Assuming that a globally agreed-upon debt reduction percentage that would bring the global non-financial sector leverage well under 100% is determined, and that all countries agree to act simultaneously, the framework is as follows (i) the financial institutions comprising the banks and non-bank financial institutions (NBFIs) write down all the loans and debt securities on both sides of their balance sheets by the required percentage; (ii) the deleveraging authority compensates the banks and NBFIs for the loss if any; and (iii) the deleveraging authority pays each qualified resident their allocated amount less than the debt relief if any. If an NBFI gains after the above debt reduction, it should owe equalisation liabilities to the deleveraging authority of its jurisdiction. Note that as all debts mean all debts, public sector debts will also be written down by the same percentage except the official debts of the sovereigns that fall out of the scope of our proposed framework and should be handled by other means.

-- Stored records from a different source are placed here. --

PR #142, opened 2023-01-13
Improve file store ergonomics

LLFourn:
We need to be able to open a file without loading it yet.

Added is_empty methods on some types that I didn't end up using but kept them because it seemed helpful.

Removed the caching of derivation indices within the store because it wasn't really doing it's job with the cli example and we should do this properly on the outside.

### DIFF
--- a/bdk_chain/src/file_store.rs
+++ b/bdk_chain/src/file_store.rs
@@ -3,18 +3,18 @@ use crate::{
     keychain::{KeychainChangeSet, KeychainTracker},
     sparse_chain,
 };
+use core::marker::PhantomData;
 use std::{
     fs::{File, OpenOptions},
     io::{self, Seek},
     path::Path,
 };
 
-/// Persists changes made to a [`KeychainTracker`] to a file so they can be restored later on.
+/// Persists an append only list of `KeychainChangeSet<K,P>` to a single file.
+/// [`KeychainChangeSet<K,P>`] record the changes made to a [`KeychainTracker<K,P>`].
 #[derive(Debug)]
 pub struct KeychainStore<K, P> {
     db_file: File,
-    /// A cache of what the current state of the derivation indexes are on-disk
-    deriviation_index_cache: BTreeMap<K, u32>,
     chain_index: core::marker::PhantomData<(K, P)>,
 }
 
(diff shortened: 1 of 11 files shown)


LLFourn:
I just rebased on master and cleaned up some stuff from #132. I removed the missing check from apply changeset since we agreed that we should either check all aspects of validity before applying a changeset or none of them.

bdk_chain/src/file_store.rs
```diff
@@ -24,52 +24,85 @@ where
...
-            chain_index: Default::default(),
-        })
+        (changeset, result)
     }
 
+    /// Reads and applies all the changesets stored sequentially to tracker, stopping when it fails
+    /// to read the next one.
+    ///
+    /// **WARNING**: This method changes the write position of the underlying file. The next
+    /// changeset will be written over the erroring entry (or the end of the file if none existed).
```
evanlinjin, line 94: The dangers of doing this without truncating invalid `ChangeSet`s may result in loading an invalid tracker.

Imagine the following scenario:

* Changeset 21 is invalid data (but changeset 22 is valid), so we load tracker from changesets 0 to 20.
* The applications appends a changeset (21b) that is exactly the same size as (21).
* Application closes.
* Application reopens and loads tracker with changesets 0 to 22 (inclusive of 21b). It is possible at this point, that loading 21b and 22 in sequence results in inconsistent tracker.

However, we can't just truncate automatically when there is invalid data as that is dangerous. I think the best way to do this is to have a third field in `KeychainStore` that records whether there has been an error and at which file position. We add another method that can truncate problematic portions of the file (that also clears the error field). If the error field is some, many methods will fail.

evanlinjin (commented):
I have some concerns, although I like the changes overall.

bdk_chain/src/file_store.rs
evanlinjin: As discussed with @LLFourn, instead of adding a field error (in case of opening up a wrong file), we will introduce some magic bytes to the start of the file, thus reducing the risk of accidental file truncation.

bdk_chain/src/file_store.rs
```diff
@@ -24,52 +24,85 @@ where
...
+    /// [`File`]: std::fs::File
+    pub fn new(file: File) -> Self {
+        Self {
+            db_file: file,
+            chain_index: Default::default(),
+        }
+    }
+
+    /// Creates or loads a a store from `db_path`. If no file exists there it will be created.
+    pub fn new_from_path(db_path: &Path) -> Result<Self, io::Error> {
```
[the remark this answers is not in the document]
evanlinjin: This is my misunderstanding of `Path`. However, the `.clone()` below is unnecessary.

evanlinjin (approved):
ACK ded648db2d5dcfd216eaf898764c129b4c5e1684

We will do https://github.com/LLFourn/bdk_core_staging/pull/142#discussion_r1070244344 in a separate PR.

PR #144, opened 2023-01-13
test: Add case to cover unknown outpoint in `calculate_fee`

### LINKED ISSUE #140: Add `TxGraph` fee test with missing inputs
just for the sake of completeness maybe we can also add for the `None` case, where we are missing one/many inputs.

_Originally posted by @rajarshimaitra in https://github.com/LLFourn/bdk_core_staging/pull/121#discussion_r1066897962_

rajarshimaitra:
If we have an unknown transaction input, i.e an outpoint we don't have the `TxOut` for, `calculate_fee` should return `None`. 

Fixes #140 .


evanlinjin (approved):
ACK e9b2d7f367ad110c3258ebdeba0907484ae6e6ed

Thanks @rajarshimaitra !

PR #147, opened 2023-01-14
Add `invalidate_checkpoints..` methods to `ChainGraph`

### LINKED ISSUE #129: Add ChainGraph::invalidate_checkpoints
We added this to `SparseChain` but not chain graph but I think we need it directly on chain graph as well because we can't get a mutable ref to `SparseChain` from the chain graph.

giosue21m:
Closes #129


evanlinjin (approved):
ACK d05d0b235bf111719420b4e01612879766c507e6

PR #149, opened 2023-01-15
Truncate after `KeychainStore::append_changeset` and magic bytes

giosue21m:
Without truncating after appending a changeset, we may result in a sequence of changesets that loads an inconsistent tracker.

Magic bytes are introduced to avoid accidentally truncating non-bdk_file_store files.

### DIFF
--- a/bdk_chain/src/file_store.rs
+++ b/bdk_chain/src/file_store.rs
@@ -124,7 +124,10 @@ where
         Ok(())
     }
 
-    /// Append a new changeset to the file.
+    /// Append a new changeset to the file and truncate file to the end of the appended changeset.
+    ///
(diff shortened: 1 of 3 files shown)


bdk_chain/src/file_store.rs
```diff
@@ -107,22 +129,30 @@ where
         &mut self,
         changeset: &KeychainChangeSet<K, P>,
     ) -> Result<(), io::Error> {
-        if !changeset.is_empty() {
```
LLFourn, line 110: ^ might wanna expand documentation to explain that this function will always set the length of the file to end after the changeset you added.

LLFourn (approved):
Great work.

After deleveraging the balance of the deleveraging authority account at the central bank goes down whereas the total balance of the bank accounts (reserves) at the central bank goes up by the total payment made by the deleveraging authority. Hence, the base money goes up by the total payment of the deleveraging authority. Since NBFIs and residents cannot maintain deposit accounts at the central bank, they have to be paid through a bank which creates deposits for the NBFIs and residents against reserves. Hence, the broad money goes up by the amount of the payment to the NBFIs and residents.

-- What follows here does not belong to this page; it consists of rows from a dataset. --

PR #150, opened 2023-01-15
Methods that change derivation indicies should return changesets

### LINKED ISSUE #141: new address and next_unused should return a changeset
We **need** to remember these changes and apply them to disk.

evanlinjin:
Fixes #141

Main changes:
* Introduce `keychain::DerivationAdditions`. This can be used a indicies changeset or the actual indicies itself. The intention is to have a dedicated structure for the indicies changeset.
* `KeychainTxOutIndex` methods that mutate derivation indices now returns `DerivationAdditions`.

Bug fixes:
* Some `KeychainTxOutIndex` methods did not consider descriptors wildcards. This may lead to unexpected panic.

Other changes:
* Remove `KeychainStore::set_derivation_indices` as `append_changeset achieves the same goal.

### DIFF
--- a/bdk_chain/src/keychain.rs
+++ b/bdk_chain/src/keychain.rs
@@ -32,15 +32,16 @@ pub use keychain_txout_index::*;
         )
     )
 )]
-pub struct DerivationIndices<K>(BTreeMap<K, u32>);
+#[must_use]
+pub struct DerivationAdditions<K>(BTreeMap<K, u32>);
 
-impl<K> DerivationIndices<K> {
+impl<K> DerivationAdditions<K> {
     pub fn is_empty(&self) -> bool {
         self.0.is_empty()
     }
 }
 
-impl<K: Ord> DerivationIndices<K> {
+impl<K: Ord> DerivationAdditions<K> {
     pub fn append(&mut self, mut other: Self) {
         self.0.iter_mut().for_each(|(key, index)| {
             if let Some(other_index) = other.0.remove(key) {
@@ -52,25 +53,34 @@ impl<K: Ord> DerivationIndices<K> {
     }
 }
 
-impl<K> Default for DerivationIndices<K> {
+impl<K> Default for DerivationAdditions<K> {
     fn default() -> Self {
         Self(Default::default())
     }
 }
 
-impl<K> From<BTreeMap<K, u32>> for DerivationIndices<K> {
-    fn from(value: BTreeMap<K, u32>) -> Self {
-        Self(value)
+// impl<K> From<BTreeMap<K, u32>> for DerivationAdditions<K> {
+//     fn from(value: BTreeMap<K, u32>) -> Self {
+//         Self(value)
+//     }
+// }
+
+impl<K: Ord, I> From<I> for DerivationAdditions<K>
+where
+    I: IntoIterator<Item = (K, u32)>,
+{
+    fn from(value: I) -> Self {
+        Self(value.into_iter().collect())
     }
 }
 
-impl<K> AsRef<BTreeMap<K, u32>> for DerivationIndices<K> {
+impl<K> AsRef<BTreeMap<K, u32>> for DerivationAdditions<K> {
     fn as_ref(&self) -> &BTreeMap<K, u32> {
         &self.0
     }
 }
 
-impl<K> AsMut<BTreeMap<K, u32>> for DerivationIndices<K> {
+impl<K> AsMut<BTreeMap<K, u32>> for DerivationAdditions<K> {
     fn as_mut(&mut self) -> &mut BTreeMap<K, u32> {
         &mut self.0
     }
@@ -82,7 +92,7 @@ pub struct KeychainScan<K, P> {
     /// The update data in the form of a chain that could be applied
     pub update: ChainGraph<P>,
     /// The last active indexes of each keychain
-    pub last_active_indexes: DerivationIndices<K>,
+    pub last_active_indexes: DerivationAdditions<K>,
 }
 
 impl<K, I> Default for KeychainScan<K, I> {
@@ -109,7 +119,7 @@ impl<K, I> Default for KeychainScan<K, I> {
 #[must_use]
 pub struct KeychainChangeSet<K, P> {
     /// The changes in local keychain derivation indices
-    pub derivation_indices: DerivationIndices<K>,
+    pub derivation_indices: DerivationAdditions<K>,
     /// The changes that have occurred in the blockchain
     pub chain_graph: chain_graph::ChangeSet<P>,
 }
@@ -147,6 +157,15 @@ impl<K, P> From<chain_graph::ChangeSet<P>> for KeychainChangeSet<K, P> {
     fn from(changeset: chain_graph::ChangeSet<P>) -> Self {
         Self {
             chain_graph: changeset,
+            ..Default::default()
+        }
+    }
+}
+
+impl<K, P> From<DerivationAdditions<K>> for KeychainChangeSet<K, P> {
+    fn from(additions: DerivationAdditions<K>) -> Self {
+        Self {
+            derivation_indices: additions,
             ..Default::default()
         }
     }
--- a/bdk_chain/src/keychain.rs
+++ b/bdk_chain/src/keychain.rs
@@ -21,12 +21,68 @@ mod keychain_txout_index;
 pub use keychain_txout_index::*;
 
 #[derive(Clone, Debug, PartialEq)]
+#[cfg_attr(
+    feature = "serde",
+    derive(serde::Deserialize, serde::Serialize),
+    serde(
+        crate = "serde_crate",
+        bound(
+            deserialize = "K: Ord + serde::Deserialize<'de>",
+            serialize = "K: Ord + serde::Serialize"
+        )
+    )
+)]
+pub struct DerivationIndices<K>(BTreeMap<K, u32>);
+
+impl<K> DerivationIndices<K> {
+    pub fn is_empty(&self) -> bool {
+        self.0.is_empty()
+    }
+}
+
+impl<K: Ord> DerivationIndices<K> {
+    pub fn append(&mut self, mut other: Self) {
+        self.0.iter_mut().for_each(|(key, index)| {
+            if let Some(other_index) = other.0.remove(key) {
+                *index = other_index.max(*index);
+            }
+        });
+
+        self.0.append(&mut other.0);
+    }
+}
+
+impl<K> Default for DerivationIndices<K> {
+    fn default() -> Self {
+        Self(Default::default())
+    }
+}
+
+impl<K> From<BTreeMap<K, u32>> for DerivationIndices<K> {
+    fn from(value: BTreeMap<K, u32>) -> Self {
+        Self(value)
+    }
+}
+
+impl<K> AsRef<BTreeMap<K, u32>> for DerivationIndices<K> {
+    fn as_ref(&self) -> &BTreeMap<K, u32> {
+        &self.0
+    }
+}
+
+impl<K> AsMut<BTreeMap<K, u32>> for DerivationIndices<K> {
+    fn as_mut(&mut self) -> &mut BTreeMap<K, u32> {
+        &mut self.0
+    }
+}
+
+#[derive(Clone, Debug, PartialEq)]
 /// An update that includes the last active indexes of each keychain.
 pub struct KeychainScan<K, P> {
     /// The update data in the form of a chain that could be applied
     pub update: ChainGraph<P>,
     /// The last active indexes of each keychain
-    pub last_active_indexes: BTreeMap<K, u32>,
+    pub last_active_indexes: DerivationIndices<K>,
 }
 
 impl<K, I> Default for KeychainScan<K, I> {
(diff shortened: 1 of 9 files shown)


evanlinjin:
**Tests to add for `KeychainTxOutIndex`:**

- For a no-wildcard descriptor with no stored scripts:
    - [ ] `next_derivation_index` should return `Some(0)`.
    - [ ] `derive_new` should return `(Some(_), _)`.
    - [ ] `next_unused` should return `(Some(_), _)`.
- For a no-wildcard descriptor with a stored unused script:
    - [ ] `next_derivation_index` should return `None`.
    - [ ] `derive_new` should return `(None, _)`.
    - [ ] `next_unused` should return `(Some(_), _)`.
- For a no-wildcard descriptor with a stored USED script:
    - [ ] `next_unused` should return `(None, _)`.

notmandatory:
I created tests patch here: https://github.com/notmandatory/bdk_core_staging/commit/ea976255ab149b7bf95f091b533acfc5f8f69f6e

If it looks OK feel free to pull or copy/paste in.

If you have suggestions for where else you want new tests I'm happy to do more, this is a great way for me to learn the new core code. Your docs and design make it very easy to understand what's going on! 🙏 This new multi-descriptor feature looks super powerful.

bdk_chain/src/keychain/keychain_txout_index.rs
```diff
@@ -236,42 +252,37 @@ impl<K: Clone + Ord + Debug> KeychainTxOutIndex<K> {
...
-            .inner
-            .script_pubkeys()
-            .get(&index)
-            .expect("we just added it");
-        (next_derivation_index, new_spk)
+        let script = self.inner.spk_at_index(&index).expect("we just stored it");
+        (Some((next_derivation_index, script)), additions)
     }
 
     /// Gets the next usued script pubkey in the keychain i.e. the script pubkey with the lowest index that has not been used yet.
```
rajarshimaitra, line 267: auxiliary typo:
```suggestion
    /// Gets the next unused script pubkey in the keychain i.e. the script pubkey with the lowest index that has not been used yet.
```

rajarshimaitra (commented):
Review ACK 4c563967a60db80e2b1b1150bd59aecb1cc9c62f

below are few nits..

notmandatory:
When I do a `cargo fmt` I get: 
```
Warning: can't set `imports_granularity = Crate`, unstable features are only available in nightly channel. 
```
Do we need to turn this off to work with `stable` and our MSRV?

notmandatory:
Added similar tests for wildcard descriptors, if this and prior commit are too verbose let me know and I can tighten it up: https://github.com/notmandatory/bdk_core_staging/commit/d7d18d056da42ead289af97a3aeb281e03853324

rajarshimaitra:
> When I do a cargo fmt I get:

This is happening because `imports_granularity` isn't stable, tracking issue here: https://github.com/rust-lang/rustfmt/issues/4991
So what I do in my local is shift to nightly and then apply `fmt`.

bdk_chain/src/keychain/keychain_txout_index.rs
```diff
@@ -236,42 +252,37 @@ impl<K: Clone + Ord + Debug> KeychainTxOutIndex<K> {
...
-        let new_spk = descriptor
-            .at_derivation_index(next_derivation_index as u32)
-            .derived_descriptor(&secp)
-            .expect("the descriptor cannot need hardened derivation")
-            .script_pubkey();
+    pub fn derive_new(&mut self, keychain: &K) -> (Option<(u32, &Script)>, DerivationAdditions<K>) {
+        let next_derivation_index = match self.next_derivation_index(keychain) {
+            Some(index) => index,
+            None => return (None, DerivationAdditions::default()),
+        };
```
rajarshimaitra, line 259: API question. Is it prudent to return `None` in case of wildcard already stored index? What should the user do to get the address after getting a `None` here? 

I would expect it to give me a script irrespective of derivable or fixed descriptor. for non derivables it would be the same script all the time..

bdk_chain/src/keychain/keychain_txout_index.rs
```diff
@@ -156,11 +158,19 @@ impl<K: Clone + Ord + Debug> KeychainTxOutIndex<K> {
...
+    /// Get the derivation index after the current one, unless the descriptor has no wildcards.
+    pub fn next_derivation_index(&self, keychain: &K) -> Option<u32> {
+        // we can only get the next index if descriptor exists
+        let has_wildcard = self.keychains.get(keychain)?.has_wildcard();
+
+        match self.derivation_index(keychain) {
+            // for all descriptors, if there is no index, next index is always 0
+            None => Some(0),
+            // if index already exists, and descriptor is not derivable, we cannot get next index
+            Some(_) if !has_wildcard => None,
```
rajarshimaitra, line 170: Sending a `None` back here seems overly verbose, and causes too many cases to keep in mind.  Why not just always return 0 if no wildcard?

bdk_chain/src/keychain/keychain_txout_index.rs
```diff
@@ -236,42 +252,37 @@ impl<K: Clone + Ord + Debug> KeychainTxOutIndex<K> {
...
     /// Gets the next usued script pubkey in the keychain i.e. the script pubkey with the lowest index that has not been used yet.
     ///
     /// ## Panics
     ///
     /// Panics if `keychain` has never been added to the index
-    pub fn next_unused(&mut self, keychain: &K) -> (u32, &Script) {
+    pub fn next_unused(
+        &mut self,
+        keychain: &K,
+    ) -> (Option<(u32, &Script)>, DerivationAdditions<K>) {
```
rajarshimaitra, line 275: Same API question as above. What to do when user gets a `None` here?

rajarshimaitra (commented):
few more questions on the new API..

bdk_chain/src/keychain/keychain_txout_index.rs
evanlinjin: I personally think the method should do as advertised. If there are no new derivation indexes to derive, we return `None`.

What does the developer have to "keep in mind" when using this method?

bdk_chain/src/keychain/keychain_txout_index.rs
evanlinjin: I still think the behavior is ideal because it is doing what the method name says it does. If you can give an example how this API can be problematic I would be more convinced.

bdk_chain/src/keychain/keychain_txout_index.rs
evanlinjin: The user knows that there is no more unused. This is excellent information imo.

evanlinjin:
> When I do a `cargo fmt` I get:
> 
> ```
> Warning: can't set `imports_granularity = Crate`, unstable features are only available in nightly channel. 
> ```
> 
> Do we need to turn this off to work with `stable` and our MSRV?

It wasn't me who decided to use unstable features of `cargo fmt` and I don't have an opinion on this. @LLFourn What do you think?

bdk_chain/src/keychain/keychain_txout_index.rs
evanlinjin: I just had a talk with @nickfarrow to get a second opinion. We concluded that it is safer to return `None`.

Imagine a situation when there is an accidental inclusion of a non-wilcard descriptor, and the API for `derive_new` already returns something. This can risk address-reuse.

Also, even descriptors with wildcards are limited in how many scripts it can derive (also I haven't tested this).

Thinking from the other direction, it would be trivial to implement the logic you suggested on top of an API that can return `None`.

bdk_chain/src/keychain.rs
```diff
@@ -194,20 +262,32 @@ mod test {
...
+            lhs.derivation_indices.as_ref().get(&Keychain::Two),
+            Some(&5)
+        );
+        assert_eq!(
+            lhs.derivation_indices.as_ref().get(&Keychain::Three),
+            Some(&3)
+        );
+        assert_eq!(
+            lhs.derivation_indices.as_ref().get(&Keychain::Four),
+            Some(&4)
```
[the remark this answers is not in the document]
evanlinjin: Created an issue.

bdk_chain/src/keychain/keychain_txout_index.rs
LLFourn: I think that it is useful information but can't we communicate this with an empty changeset?

bdk_chain/src/keychain/keychain_txout_index.rs
LLFourn: I'm leaning towards @rajarshimaitra view. `None` is more dangerous than returning a reused address since people will be inclined to unwrap it and open up a panic vector that could be exploitable or become exploitable later on. The information that you were given a stale address can be seen by calling the `DerivationAddtions::is_empty`.

bdk_chain/src/keychain/keychain_txout_index.rs
LLFourn: I think it'd be nice to return a `(u32, bool)` to communicate this in the case you agree with me that it is sufficient to communicate it with the `DerivationAdditions` in the other methods

bdk_chain/src/keychain.rs
```diff
@@ -20,13 +20,79 @@ mod keychain_txout_index;
...
+    serde(
+        crate = "serde_crate",
+        bound(
+            deserialize = "K: Ord + serde::Deserialize<'de>",
+            serialize = "K: Ord + serde::Serialize"
+        )
+    )
+)]
+#[must_use]
+pub struct DerivationAdditions<K>(BTreeMap<K, u32>);
```
LLFourn, line 36: Won't this not necessarily be monotone when you add the trim methods in #104. Maybe just call it a changeset too.

Actually what's wrong with just a `BTreeMap` here? I don't see the newtype doing much here.

bdk_chain/tests/test_keychain_tracker.rs
```diff
@@ -74,7 +74,13 @@ fn test_balance() {
...
         output: vec![TxOut {
             value: 13_000,
-            script_pubkey: tracker.txout_index.derive_new(&Keychain::One).1.clone(),
+            script_pubkey: tracker
+                .txout_index
+                .derive_new(&Keychain::One)
+                .0
+                .unwrap()
+                .1
+                .clone(),
```
LLFourn, line 83: Why not just put `DerivationAdditions` inside the `Option`? Much less friction that way and you don't care about it in the case where the option is `None`.

bdk_chain/src/keychain.rs
```diff
@@ -20,13 +20,79 @@ mod keychain_txout_index;
...
+    derive(serde::Deserialize, serde::Serialize),
+    serde(
+        crate = "serde_crate",
+        bound(
+            deserialize = "K: Ord + serde::Deserialize<'de>",
+            serialize = "K: Ord + serde::Serialize"
+        )
+    )
+)]
+#[must_use]
```
LLFourn, line 35: Does this work when the thing is inside a tuple?

bdk_chain/src/keychain/keychain_txout_index.rs
rajarshimaitra: > What does the developer have to "keep in mind" when using this method?

That "if my non-derivable descriptors are already derived once, then there's a `None` case to handle, while for derivables it's `Some(_)`". 

IMO this forces the user to write wallet logic differently for deliverables and non-wildcard. Which wasn't the case previously in the API. So my question was why not just keep the previous API intact? 

> Imagine a situation when there is an accidental inclusion of a non-wilcard descriptor, and the API for derive_new already returns something. This can risk address-reuse.

Sometimes there are non-wildcard descriptors that are intended to have address reuses. The current BDK API is also not opinionated on descriptor types. If a user puts in a non-wildcard it is assumed that he knows it's gonna be the same address.

> Thinking from the other direction, it would be trivial to implement the logic you suggested on top of an API that can return None.

Agreed.. It's totally trivial to abstract away in a higher layer. 

I mean, if I wanna handle non-derivable differently from derivable I can just call `has_wildcard()` and craft my logic accordingly. Is the information here worth the complexity of the resultant API?

bdk_chain/src/keychain.rs
evanlinjin: The `#[must_use]`? Or the derives?

bdk_chain/src/keychain.rs
evanlinjin: > Actually what's wrong with just a BTreeMap here? I don't see the newtype doing much here.

I wanted to have the `append` logic just like the rest of our changeset/additions. I feel like it would be an extremely useful API to have.

bdk_chain/src/keychain/keychain_txout_index.rs
evanlinjin: > I think it'd be nice to return a `(u32, bool)` to communicate this in the case you agree with me that it is sufficient to communicate it with the `DerivationAdditions` in the other methods

@LLFourn However, we aren't mutating things here. I think `(u32, bool)` makes sense.

bdk_chain/src/keychain.rs
LLFourn: `BTreeMap` has `.append` though.

evanlinjin: Not the type of "append" we need though. We need to keep the highest value, not only set the ones that are missing.

rajarshimaitra:
@evanlinjin made the modification in an alternate PR https://github.com/LLFourn/bdk_core_staging/pull/154

bdk_chain/src/keychain.rs
evanlinjin: I assume so...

One issue is that in many countries, the bank and NBFI balance sheets are multi-currency balance sheets. However, the deleveraging authority payments are in domestic currency, which may create currency risk for some banks and NBFIs. Backed by the central banks, the globally coordinated national deleveraging authorities should stand ready to intervene to avoid potential crises.
The authorities would require their domestic banks and other financial institutions to spend an internationally agreed-upon percentage of their newly found money, if any, after the deleveraging on the interest-bearing, finite-maturity bonds the national climate authorities would issue. Since the promoter of the climate authority is the government, the bonds of the climate authority would have the same credit with the government bonds, and the central bank would accept the climate authority bonds in its open market operations. Therefore, the climate authority bonds would be the main tool to manage the reserves and deposits created through the equalisation claims. In addition, the climate authority bonds could be used for the greening of the financial system through the investment of foreign exchange reserves of the central banks proposed by the Bank of International Settlements (BIS 2019).
Lastly, equipped with a “globally coordinated wealth registry” (Stiglitz et al 2019), the Lastenausgleich authorities would collect progressive wealth taxes from the owners of real and non-debt financial assets for the equalisation of burdens. While a part of these taxes could be used to retire some of the equalisation claims and the corresponding reserves and deposits created in the deleveraging process, another part could be transferred to the climate authorities, and the rest could be spent in the interests of the society.